### Task directions
Report every line of the records below that includes the string "shown".

=======

PR #1312, opened 2023-10-08
strchrnul is a GNU libc extension, add a wrapper for other platforms

natoscott:


XUtils.h
```diff
@@ -56,6 +56,17 @@ void String_freeArray(char** s);
 
 char* String_readLine(FILE* fd) ATTR_MALLOC;
 
+static inline char *String_charNull(const char* s, int c) {
```
BenBE, line 59: Nitpick: The character is called `NUL` in the ASCII standard.

Any objections to calling this wrapper `String_strchrnul`?

Explorer09:
Even though `strchrnul` is a non-standard extension, there is an implementation in gnulib. Are we not considering using gnulib?

XUtils.h
```diff
@@ -56,6 +56,17 @@ void String_freeArray(char** s);
...
+#ifdef HAVE_STRCHRNUL
+   return strchrnul(s, c);
+#else
+   char *result;
+   if ((result = strchr(s, c)))
+      return result;
+   return strchr(s, '\0');
```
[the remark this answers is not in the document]
Explorer09: I have a naïve implementation here, because I don't think calling `strchr` twice is a good idea for performance:
```c
   char* p = (char*)s;
   while (*p && *p != c)
      p++;
   return p;
```

XUtils.h
Explorer09:
```suggestion
static inline char *String_charNull(const char* s, int c) ATTR_NONNULL {
```

BenBE:
> Even though `strchrnul` is a non-standard extension, there is an implementation in gnulib. Are we not considering using gnulib?

No. Just what gets auto-detected in `configure.ac` …

XUtils.h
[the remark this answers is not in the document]
natoscott: OTOH, strchr is highly optimised so chances are fair-to-middling that two calls are still more efficient than a naive re-implementation.  Think I'll stick with the strchr version unless measurements show compelling evidence to the contrary.

XUtils.h
natoscott: OK, no objections - will push these changes shortly, thanks.  Hmm, looks like the latter is invalid - results in:

```
XUtils.h:59:1: error: attributes should be specified before the declarator in a function definition
   59 | static inline char *String_strchrnul(const char* s, int c) ATTR_NONNULL {
      | ^~~~~~
```

I'll drop that second suggestion as a result.  If it was feasible, String_eq and String_startsWith in this header file could use the same treatment so I guess its not possible.

PR #1313, opened 2023-10-10
Add nonnull attribute to various String_* functions

Explorer09:
This is a follow-up to PR #1312. In particular `String_strchrnul` is better to have this attribute added.

Note that this not the best position to specify the function attributes in a function definition. I just wrote it to match the style of other function definitions in htop's headers.

The recommend placement of the function attributes, according to various documentation, is immediately before the function name, after the return type (and _before_ the function pointer asterisks, if any):
```c
static inline char* ATTR_NONNULL String_strchrnul(const char* s, int c) {
   ...
}
int (ATTR_NONNULL *sortCompare) (const void* a, const void* b);
```

This is the current style in htop (still works):
```c
ATTR_NONNULL
static inline char* String_strchrnul(const char* s, int c) {
   ...
}
```

The technical difference is minor, but according to gcc documentation, when multiple functions are declared in a comma-separated list, the attributes specified before the return type specifier would apply to all function declared in the list.

The [example in gcc documentation](https://gcc.gnu.org/onlinedocs/gcc/Attribute-Syntax.html) states that the `noreturn` attribute would apply to both `d1` and `d2`:
```c
__attribute__((noreturn)) void d0 (void),
    __attribute__((format(printf, 1, 2))) d1 (const char *, ...),
     d2 (void);
```

### DIFF
--- a/Macros.h
+++ b/Macros.h
@@ -42,7 +42,6 @@ in the source distribution for its full text.
 #ifdef  __GNUC__  // defined by GCC and Clang
 
 #define ATTR_FORMAT(type, index, check) __attribute__((format (type, index, check)))
-#define ATTR_NONNULL                    __attribute__((nonnull))
 #define ATTR_NORETURN                   __attribute__((noreturn))
 #define ATTR_UNUSED                     __attribute__((unused))
 #define ATTR_MALLOC                     __attribute__((malloc))
@@ -50,12 +49,23 @@ in the source distribution for its full text.
 #else /* __GNUC__ */
 
 #define ATTR_FORMAT(type, index, check)
-#define ATTR_NONNULL
 #define ATTR_NORETURN
 #define ATTR_UNUSED
 #define ATTR_MALLOC
 
 #endif /* __GNUC__ */
+
+#ifdef HAVE_ATTR_NONNULL
+
+#define ATTR_NONNULL                    __attribute__((nonnull))
+#define ATTR_NONNULL_N(...)             __attribute__((nonnull(__VA_ARGS__)))
+
+#else
+
+#define ATTR_NONNULL
+#define ATTR_NONNULL_N(...)
+
+#endif /* HAVE_ATTR_NONNULL */
 
 #ifdef HAVE_ATTR_ALLOC_SIZE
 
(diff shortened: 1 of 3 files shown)


natoscott:
Thanks for following up on this!  Great to see it is feasible with static inlines.

| ... when multiple functions are declared in a comma-separated list ...

and lets never, ever add code like that.  :)

natoscott (approved):

BenBE (commented):
LGTM.

Maybe also add for `String_cat`, `String_trim` and `String_readLine`.

For `String_split` you need the "first arg only" variant.
Other functions may need some-arg-only treatment too (like `xAsprintf` for `fmt`, but not `strp`).

Explorer09:
@BenBE I'm not sure which style htop would prefer if we are to introduce a one-arg `nonnull` attribute.

```c
// Current code

char** String_split(const char* s, char sep, size_t* n);

ATTR_FORMAT(printf, 2, 3)
int xAsprintf(char** strp, const char* fmt, ...);

// Style 1

#define ATTR_NONNULL1(a) __attribute__((nonnull (a)))
#define ATTR_NONNULL2(a, b) __attribute__((nonnull (a, b)))

ATTR_NONNULL1(1)
char** String_split(const char* s, char sep, size_t* n);

ATTR_FORMAT(printf, 2, 3) ATTR_NONNULL2(1, 2)
int xAsprintf(char** strp, const char* fmt, ...);

// Style 2

#define ATTR_NONNULL_N(...) __attribute__((nonnull (__VA_ARGS__)))

ATTR_NONNULL_N(1)
char** String_split(const char* s, char sep, size_t* n);

ATTR_FORMAT(printf, 2, 3) ATTR_NONNULL_N(1, 2)
int xAsprintf(char** strp, const char* fmt, ...);

// Style 3 (supported in Clang as an extension; might not work in GCC)

char** String_split(const char* ATTR_NONNULL s, char sep, size_t* n);

ATTR_FORMAT(printf, 2, 3)
int xAsprintf(char** ATTR_NONNULL strp, const char* ATTR_NONNULL fmt, ...);
```

Personally I think Clang made the right choice by allowing `nonnull` attributes specified directly on arguments rather than on functions. (This syntactically makes more sense.) But GCC is one complier that is unlikely to support a syntax like this.

BenBE:
Keep all args as `ATTR_NONNULL` and have individual args as varargs like `ATTR_NONNULL_N(1, 3, 12)`.

BenBE (approved):

natoscott (approved):
Nice work!

PR #1314, opened 2023-10-10
GraphMeterMode_draw() code cleanup 

Explorer09:
A follow up of PR #1024.

1. In `GraphMeterMode_draw()`, `w` can be less than zero when called from the draw routines of e.g. CPU meters, when the terminal window size is very small.
2. The last commit "Cap the maximum size of GraphData buffer" is optional. I can remove it upon request.

### DIFF
--- a/Meter.c
+++ b/Meter.c
@@ -299,14 +299,19 @@ static void GraphMeterMode_draw(Meter* this, int x, int y, int w) {
       return;
 
    GraphData* data = &this->drawData;
-   if ((size_t)w * 2 > data->nValues) {
+   if ((size_t)w * 2 > data->nValues && MAX_METER_GRAPHDATA_VALUES > data->nValues) {
       size_t oldNValues = data->nValues;
-      data->nValues = MAXIMUM(oldNValues + (oldNValues / 2), (size_t)w * 2);
+      data->nValues = MAXIMUM(oldNValues + oldNValues / 2, (size_t)w * 2);
+      data->nValues = MINIMUM(data->nValues, MAX_METER_GRAPHDATA_VALUES);
       data->values = xReallocArray(data->values, data->nValues, sizeof(*data->values));
       memmove(data->values + (data->nValues - oldNValues), data->values, oldNValues * sizeof(*data->values));
       memset(data->values, 0, (data->nValues - oldNValues) * sizeof(*data->values));
    }
    const size_t nValues = data->nValues;
+   if ((size_t)w * 2 > nValues) {
+      x += w - nValues / 2;
+      w = nValues / 2;
+   }
 
    const Machine* host = this->host;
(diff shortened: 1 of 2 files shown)


Meter.c
```diff
@@ -333,14 +333,9 @@ static void GraphMeterMode_draw(Meter* this, int x, int y, int w) {
...
-   ssize_t i = (ssize_t)nValues - (w * 2);
-   ssize_t k = 0;
-   if (i < 0) {
-      k = -i / 2;
-      i = 0;
-   }
-   for (; i < (ssize_t)nValues - 1; i += 2, k++) {
+   size_t i = nValues - (size_t)w * 2;
+   int k = 0;
+   for (; i < (size_t)nValues - 1; i += 2, k++) {
```
BenBE, line 343: With `i` and `nValues` being both `size_t`, no cast is needed here.

Meter.c
```diff
@@ -302,6 +308,18 @@ static void GraphMeterMode_draw(Meter* this, int x, int y, int w) {
...
+      int globalDelay = host->settings->delay;
+      struct timeval delay = { .tv_sec = globalDelay / 10, .tv_usec = (globalDelay % 10) * 100000L };
+      timeradd(&host->realtime, &delay, &(data->time));
+
+      for (size_t i = 0; i < nValues - 1; i++)
+         data->values[i] = data->values[i + 1];
+
+      data->values[nValues - 1] = sumPositiveValues(this->values, this->curItems);
+   }
+
```
BenBE, line 323: Maybe split this moved code segment as its own commit for clarity which of the changes go together.

Meter.c
```diff
@@ -333,6 +334,10 @@ static void GraphMeterMode_draw(Meter* this, int x, int y, int w) {
       GraphMeterMode_pixPerRow = PIXPERROW_ASCII;
    }
 
+   if ((size_t)w * 2 > nValues) {
+      x += w - (nValues / 2);
```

=======

### Task response
(diff shortened: 1 of 3 files shown)
(diff shortened: 1 of 2 files shown)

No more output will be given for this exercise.